> **EXERCISE GOAL**:
In the entries below, count every line that has the string "AdditiveClosuresForCAP", and answer with that count alone.
-------- RECORD SET
PR #1759, opened 2025-07-01
GitHub Actions: build documentation of `AdditiveClosuresForCAP`

TKuh:


mohamed-barakat:
Shouldn't this be part of the original PR?

TKuh:
But does the CI then immediately use the new workflow? I thought it would execute the new PR with its old workflow.

It shouldn't do any harm, since 
```
if [ -d "CAP_project/AdditiveClosuresForCAP" ];
```
executes only if the directory `AdditiveClosuresForCAP` exists anyway.

kamalsaleh:
Uploading to Codecov fails—or takes too long—because the CODECOV_TOKEN secret is, for security reasons, not available in pull requests from external forks. It’s only accessible during push events or pull requests originating from a branch within the same repository. This is why GitHub Actions often run faster once a PR has been merged.

About the workflow file: I believe GitHub-Actions will use the updated version of the workflow file. So what Mohamed suggested about including the line in your original PR is actually valid.

TKuh:
> Uploading to Codecov fails—or takes too long—because the CODECOV_TOKEN secret is, for security reasons, not available in pull requests from external forks. It’s only accessible during push events or pull requests originating from a branch within the same repository. This is why GitHub Actions often run faster once a PR has been merged.
> 

So it will always fail for my PR's? :)

> About the workflow file: I believe GitHub-Actions will use the updated version of the workflow file. So what Mohamed suggested about including the line in your original PR is actually valid.

Ok, thank you. But I leave this PR open for now, just in case.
----------------
> **WRITTEN RESPONSE**:
3